Bavella est ce que j’ai vu de plus beau en fait de forêts, dice Van de Velde, y añade como advertencia: Seulement, si le tourist veut la voir dans sa gloire, qu’il se hâte! La hache s’y promène et Bavella s’en va! Realmente, hoy no es nada ya en la región de Bavella como entonces debió de ser. La verdad es que, cuando por primera vez se sube al paso desde el sur, acercándose cada vez más a los conos de piedra, violeta azulado o púrpura, rodeados con frecuencia a media altura por guirnaldas de vapor, y se mira desde el borde de la Bocca al valle de Solenzara, parece al principio como si existieran aún los maravillosos bosques elogiados por Van de Velde y Lear. En realidad, sin embargo, sólo crecen ahora los plantados por la administración forestal después del gigantesco incendio del verano de 1960 en las superficies incendiadas: delgadas coníferas que no se puede imaginar que superen la vida de un hombre, por no hablar de docenas de generaciones.
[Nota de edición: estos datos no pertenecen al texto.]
PR #109, opened 2026-05-09
fix: BIND_HOST opt-in + localhost script fixes

easel:
## Summary

Adds `BIND_HOST` env var to all 18 vLLM compose files so the API port can be restricted to localhost, and fixes two scripts that broke when `BIND_HOST=127.0.0.1` was set.

**Motivation**: When running `max-num-seqs=1` variants (bounded-thinking, default, long-*, tools-text), any IDE agent (Cline, Cursor, Copilot) that probes the same port will preempt an in-flight verify-stress or soak run, causing spurious HTTP 000 / 429 failures. Binding to 127.0.0.1 prevents that without requiring firewall rules.

**Changes**:
- All 18 `docker-compose.*.yml` files: port binding changed from `"${PORT:-NNNN}:8000"` to `"${BIND_HOST:-0.0.0.0}:${PORT:-NNNN}:8000"` — default unchanged, opt-in via `.env`
- `scripts/preflight.sh`: port-detection regex broadened from `0.0.0.0:PORT->` to `[any IPv4]:PORT->` — was silently producing empty output (exit 1) when `BIND_HOST=127.0.0.1`
- `scripts/report.sh`: forward `SOAK_TIMEOUT_S` to `soak-test.sh` invocation — was silently using the 1800s default even when `.env` set `SOAK_TIMEOUT_S=3600`
- `.env.example`: docs for `BIND_HOST` and `SOAK_TIMEOUT_S`

## Test plan

- [ ] `docker compose up -d` with no `.env` — port binding unchanged (`0.0.0.0:8020->8000/tcp`)
- [ ] `BIND_HOST=127.0.0.1 docker compose up -d` — port binds to `127.0.0.1:8020->8000/tcp`; `preflight.sh` detects port correctly; `bash scripts/report.sh --full` runs to completion with correct soak timeout

Tested on RTX 5090 Laptop + WSL2 (driver 596.36) with bounded-thinking.yml + `BIND_HOST=127.0.0.1` + `SOAK_TIMEOUT_S=3600` — all 10 verify-full checks pass, soak 5/5 PASS.

🤖 Generated with [Claude Code](https://claude.com/claude-code)

PR #764, opened 2026-07-25
Route every compose port through ${BIND_HOST:-0.0.0.0} + guard test

### LINKED ISSUE #763: BIND_HOST knob missing from 46 of 86 composes (documented contract, not followed)
## The gap

`scripts/lib/generate_compose.py` emits port mappings as:

```yaml
    ports:
      - "${BIND_HOST:-0.0.0.0}:${ESTATE_PORT:-${PORT:-<port>}}:8000"
```

and `docs/ADDING_MODELS.md` documents that exact shape as the compose contract. But **46 of the 86 composes under `models/` don't follow it** — they publish bare:

```yaml
    ports:
      - "${ESTATE_PORT:-${PORT:-8060}}:8080"
```

The split is almost perfectly along authorship lines: every compose carrying the knob is a vLLM one (`:8000`), and the ones missing it are the hand-written llama.cpp / ik-llama / beellama / SGLang composes (`:8080`, `:30000`) plus a few vLLM Gemma ones. It reads like drift from composes written outside the generator, not a deliberate distinction.

## Why it matters

None of the engines we ship have auth. On a compose without the knob there's no way to narrow the bind short of editing the file — and because that edit is to a tracked file, `git checkout <tag>` silently reverts it on the next update. Concretely, on my own fleet: a box serving `beellama/dflash` got re-exposed on `0.0.0.0` on a LAN by a routine tag update, because the loopback bind only existed as a local commit that the checkout detached away from. That's a footgun that a one-line default-preserving change removes.

Operators on a trusted LAN are unaffected either way — the default stays `0.0.0.0`.

## Proposed fix

1. Prefix the host side of every published port under `models/` (excluding `_archive/`, matching `test-compose-gpu-mask-passthrough`'s convention) with `${BIND_HOST:-0.0.0.0}`. **Default unchanged**, so no behaviour change for anyone who doesn't set the variable.
2. Add `test-compose-bind-host.sh` so a new compose copied from an old one reds instead of silently shipping an unnarrowable bind. It also asserts `generate_compose.py` still emits the prefix.
3. Expand the `.env.example` note — the knob currently reads as a benchmarking aid (avoiding IDE-agent contention); worth stating the security reason too, now that it applies everywhere.

Happy to reshape if you'd rather scope it differently — e.g. live composes only, skip the guard test, or split the engine families into separate PRs. PR follows, referencing this issue.

datanerdie:
## Summary

Closes #763. `generate_compose.py` emits `${BIND_HOST:-0.0.0.0}` on the host side of every port mapping and `docs/ADDING_MODELS.md` documents that as the compose contract — but **46 of the 86 composes under `models/` don't follow it**, publishing a bare `"${ESTATE_PORT:-${PORT:-N}}:8080"` instead. The split falls along authorship lines: everything with the knob is a generator-shaped vLLM compose (`:8000`); everything without it is hand-written llama.cpp / ik-llama / beellama / SGLang (`:8080`, `:30000`) plus a few vLLM Gemma composes. This brings all of them onto the documented contract and adds a guard so they can't drift off it again.

Since no engine we ship has auth, a compose without the knob gives the operator no way to narrow the bind except editing a tracked file — which `git checkout <tag>` then silently reverts on the next update. That happened on my own fleet: a box serving `beellama/dflash` was re-exposed on `0.0.0.0` on a LAN by a routine tag update, because its loopback bind only existed as a local commit the checkout detached away from.

**The default does not change.** It stays `0.0.0.0`, so this is behaviour-preserving for everyone who doesn't set `BIND_HOST` — it only gives `BIND_HOST=127.0.0.1` in `.env` something to bind on the other 46.

## Type of change

- [x] Other — cross-cutting compose consistency + a guard test. No serving flags, images, weights, ports, or defaults are touched.

## What's in it

1. **46 composes** get the `${BIND_HOST:-0.0.0.0}:` prefix on the host side. One line each, no other edits. `_archive/` is left alone, matching `test-compose-gpu-mask-passthrough`'s convention.
2. **`scripts/tests/test-compose-bind-host.sh`** — asserts every live compose publishing a port routes it through `BIND_HOST`, and that `generate_compose.py` still emits the prefix. Verified it bites: reverting the compose commit makes it fail with all 46 named.
3. **`.env.example`** — the knob currently reads as a benchmarking aid (avoiding IDE-agent contention for the `max-num-seqs=1` slot). Added the security rationale and noted it now applies to every compose.

## Verification

No rig report or bench: this change cannot move TPS or alter serving behaviour — the container-side port, all flags, and the `0.0.0.0` default are untouched, and with `BIND_HOST` unset the rendered compose is byte-identical to before. So the meaningful verification is the test suite, run on Linux (2× 3090, Ubuntu, bash 5.2):

```
with this PR:            PASS=83  FAIL=1
pristine upstream master: PASS=82 FAIL=1
```

Same single failure on both — `test-submit-bench.sh` (`expected at least 6 submit-bench fixtures, found 0`), pre-existing and unrelated. The `+1` is the new guard.

All YAML re-parsed cleanly (90 files). Spot-checked the rendered mapping across all three shapes:

```
vLLM     - "${BIND_HOST:-0.0.0.0}:${ESTATE_PORT:-${PORT:-8032}}:8000"
llama.cpp- "${BIND_HOST:-0.0.0.0}:${ESTATE_PORT:-${PORT:-8060}}:8080"
SGLang   - "${BIND_HOST:-0.0.0.0}:${ESTATE_PORT:-8041}:30000"
```

## Notes for review

- Happy to reshape: live-composes-only, drop the guard, or split by engine family if a 46-file diff is unwelcome as one unit. It's mechanical and regenerable either way.
- I left `_archive/` untouched for consistency with the existing GPU-mask guard, but can include it if you'd rather the invariant be exceptionless.

### DIFF
--- a/.env.example
+++ b/.env.example
@@ -175,9 +175,14 @@
 # PORT=9876
 
 # Host interface to bind the API port on. Default is 0.0.0.0 (all interfaces).
-# Set to 127.0.0.1 to restrict to localhost — prevents IDE agents (Cline,
-# Cursor) from competing for the max-num-seqs=1 slot and causing verify-stress
-# HTTP 000 failures during benchmark runs.
+# Honored by every compose under models/ (enforced by test-compose-bind-host).
+#
+# Set to 127.0.0.1 to restrict to localhost. Two reasons you might:
+#   - Security: none of the served engines have auth, so on 0.0.0.0 anyone who
+#     can reach the host on that port gets an unauthenticated API. If the box
+#     isn't on a trusted network, bind loopback and reach it over an SSH tunnel.
+#   - Benchmarking: keeps IDE agents (Cline, Cursor) from competing for the
+#     max-num-seqs=1 slot and causing verify-stress HTTP 000 failures.
 # BIND_HOST=127.0.0.1
 
 # Docker restart policy for launched model containers. Default: unless-stopped
--- a/models/diffusiongemma-26b-a4b/vllm/compose/dual/fp8/base.yml
+++ b/models/diffusiongemma-26b-a4b/vllm/compose/dual/fp8/base.yml
@@ -62,7 +62,7 @@ services:
     container_name: "${ESTATE_CONTAINER:-vllm-diffusiongemma-26b-a4b-fp8-tp2}"
     restart: ${CLUB3090_RESTART:-unless-stopped}
     ports:
-      - "${ESTATE_PORT:-${PORT:-8042}}:8000"
+      - "${BIND_HOST:-0.0.0.0}:${ESTATE_PORT:-${PORT:-8042}}:8000"
     volumes:
       - ${MODEL_DIR:-../../../../../../models-cache}:/root/.cache/huggingface
       # Google Gemma 4 CANONICAL chat template (published 2026-07-09) — SHARED
--- a/models/gemma-4-12b/beellama/compose/single/beellama-q8kxl/base.yml
+++ b/models/gemma-4-12b/beellama/compose/single/beellama-q8kxl/base.yml
@@ -65,7 +65,7 @@ services:
     container_name: "${ESTATE_CONTAINER:-beellama-gemma4-12b}"
     restart: unless-stopped
     ports:
-      - "${ESTATE_PORT:-${PORT:-8067}}:8080"
+      - "${BIND_HOST:-0.0.0.0}:${ESTATE_PORT:-${PORT:-8067}}:8080"
     volumes:
       - "${MODEL_DIR:-../../../../../../models-cache}:/models:ro"
     # server target ENTRYPOINT is /app/llama-server — args only below.
--- a/models/gemma-4-12b/llama-cpp/compose/single/unsloth-q8kxl/base.yml
+++ b/models/gemma-4-12b/llama-cpp/compose/single/unsloth-q8kxl/base.yml
@@ -45,7 +45,7 @@ services:
     container_name: "${ESTATE_CONTAINER:-llama-cpp-gemma4-12b}"
     restart: unless-stopped
     ports:
-      - "${ESTATE_PORT:-${PORT:-8069}}:8080"
+      - "${BIND_HOST:-0.0.0.0}:${ESTATE_PORT:-${PORT:-8069}}:8080"
     volumes:
       - "${MODEL_DIR:-../../../../../../models-cache}:/models:ro"
     command: >-
--- a/models/gemma-4-12b/vllm/compose/dual/bf16/mtp.yml
+++ b/models/gemma-4-12b/vllm/compose/dual/bf16/mtp.yml
@@ -45,7 +45,7 @@ services:
     container_name: "${ESTATE_CONTAINER:-vllm-gemma-4-12b-dual-mtp}"
     restart: ${CLUB3090_RESTART:-unless-stopped}
     ports:
-      - "${ESTATE_PORT:-${PORT:-8036}}:8000"
+      - "${BIND_HOST:-0.0.0.0}:${ESTATE_PORT:-${PORT:-8036}}:8000"
     volumes:
       - ${MODEL_DIR:-../../../../../../models-cache}:/root/.cache/huggingface
       # Google Gemma 4 CANONICAL chat template (published 2026-07-09) — SHARED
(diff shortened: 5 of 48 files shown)


noonghunna:
Reviewed and verified independently. **This is ready to merge as-is** — don't reshape it. Details below, plus confirmation that your one test failure is ours, not yours.

## Verification

Reviewed in a clean worktree off your branch, not my working tree, so local state couldn't mask anything.

**1. The diff is purely mechanical.** I asserted every changed mapping equals master's string with exactly `${BIND_HOST:-0.0.0.0}:` prepended and nothing else:

```
composes changed: 46
port mappings that are EXACTLY master + '${BIND_HOST:-0.0.0.0}:': 46
anything else: 0
```

Zero non-port lines changed under `models/`. So the behaviour-preserving claim holds structurally, not just by inspection — with `BIND_HOST` unset the host side renders `0.0.0.0`, which is what Docker already does for a bare host port.

**2. YAML validity:** 46/46 parse cleanly.

**3. The guard bites.** Reverted one compose (`gemma-4-31b/vllm/compose/dual/qat-w4a16/int8.yml`) to its master form and re-ran:

```
FAIL: models/gemma-4-31b/vllm/compose/dual/qat-w4a16/int8.yml publishes a port without a BIND_HOST knob:
      expected the host side to route through ${BIND_HOST:-0.0.0.0}
1 BIND_HOST check(s) failed
```

Names the offending file, which is what makes it useful to whoever trips it. And I like that it also asserts `generate_compose.py` still emits the prefix (L49-50) — that closes the loop where the generator drifts and the composes silently follow.

**4. Full sweep:** `PASS=83 FAIL=1`, identical to your numbers.

## Your `test-submit-bench` failure is our bug, and you found it

You called it "pre-existing and unrelated" and were right on both counts — but it's worth stating exactly why, because it affects every contributor:

`bench_row_fixtures()` in `scripts/lib/bench-row-formatter.sh` looks for six **`results/rebench/<tag>` directories**:

```
qwen-int8-pth-n4-2026-05-10, qwen-bf16-n4-2026-05-11, qwen-int8-tq3-n3-2026-05-11,
qwen-tq3-mtp-genesis-2026-05-11, gemma-int8-pth-n4-2026-05-11, gemma-bf16-n4-2026-05-11
```

Those are **local benchmark output directories, not committed fixtures** — `git ls-files results/rebench` returns **0 tracked files**. They exist on the maintainer rig only because we've run those benchmarks. So the test passes here and **cannot pass on any fresh clone**.

I confirmed the mechanism while reviewing you: in my normal working tree the suite is 83/0; in the clean worktree I made for this review it's 83/1 with exactly your failure. Same commit, different local artifacts.

That's a genuine defect — a test that silently depends on untracked local state means **the suite is red for every external contributor**, and "is the suite green?" is unanswerable for anyone outside this rig. It should skip cleanly when the fixtures are absent, or the fixtures should be committed. Filing that separately; it is not yours to fix and should not hold this PR.

## On your three offered reshapes — no to all three

- **Split by engine family?** No. The value is the invariant holding *everywhere*; a partial rollout recreates exactly the drift you're fixing, and the guard would have to be disabled until the last part landed.
- **Drop the guard?** Definitely not — the guard is the most valuable part. The composes are a one-time fix; the test is what stops the next hand-written compose from silently shipping an unnarrowable bind. This is the second time `BIND_HOST` has needed attention (#109 introduced it as opt-in and the rollout was left partial), which is precisely the argument for enforcing it mechanically.
- **Include `_archive/`?** Leave it. Matching `test-compose-gpu-mask-passthrough`'s existing convention is the right call — archived composes aren't launchable, and an exceptionless invariant that covers dead files buys nothing while making future archiving noisier.

## One note for the changelog

Worth being precise that this is **not** a security fix in the sense of changing a default — the default stays `0.0.0.0` and anyone not setting `BIND_HOST` is unaffected. What it fixes is **reachability of the knob**: on 46 composes there was no supported way to narrow the bind, and the unsupported way (editing a tracked file) is silently reverted by `git checkout <tag>`. Your beellama LAN re-exposure is the concrete failure mode, and it's the kind of thing that only shows up once someone runs a fleet through a tag update — thank you for reporting it with the mechanism rather than just the symptom.

Nice, disciplined PR: one-line-per-file, default preserved, guard included, and honest verification including a failure you didn't cause.

noonghunna (approved):
Verified independently in a clean worktree: 46/46 mappings are exactly master + `${BIND_HOST:-0.0.0.0}:` with zero non-port lines changed, 46/46 YAML parse cleanly, the guard bites by filename when reverted, and it also pins `generate_compose.py`. Full sweep matches your numbers (83 pass / 1 fail), and that one failure is our pre-existing `test-submit-bench` fixture bug — reproduced it on your commit in a clean worktree vs 83/0 in a tree that happens to have untracked `results/rebench/` dirs. Filing that separately.

Merging as-is — no reshape. Thanks for the guard; that's the part that stops this drifting a third time.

El suelo que hay bajo esos míseros pinos está en su mayoría pelado: de la riqueza de caza mencionada por los viajeros anteriores —le gibier y abonde, escribe Van de Velde— no vi el más mínimo rastro. Excepcionalmente numerosas fueron aquí en otro tiempo las cabras montesas, sobre las caídas de piedra se cernían águilas y buitres, chamarices y pinzones saltaban a centenares sobre la cubierta arbórea, codornices y perdices anidaban entre los matorrales y las mariposas revoloteaban por todas partes. Al parecer, los animales corsos, como ocurre a veces en las islas, eran llamativamente pequeños.
Ferdinand Gregorovius, que viajó en 1852 por Córcega, habla de un experto en mariposas de Dresde, al que encontró en las colinas situadas sobre Sartène y que le hizo la observación de que la isla, especialmente por el pequeño tamaño de las especies que en ella vivían, le pareció ya en su primera visita un jardín del Paraíso, y realmente, escribe Gregorovius, poco después de su encuentro con el entomólogo sajón había visto varias veces, en los bosques de Bavella, el entretanto ha tiempo extinguido ciervo rojo tirreno Cervus elaphus corsicanus, animal de baja talla, de aspecto en cierto modo oriental, con la cabeza demasiado grande con respecto al resto del cuerpo y ojos asustadizos constantemente dispuestos a la muerte.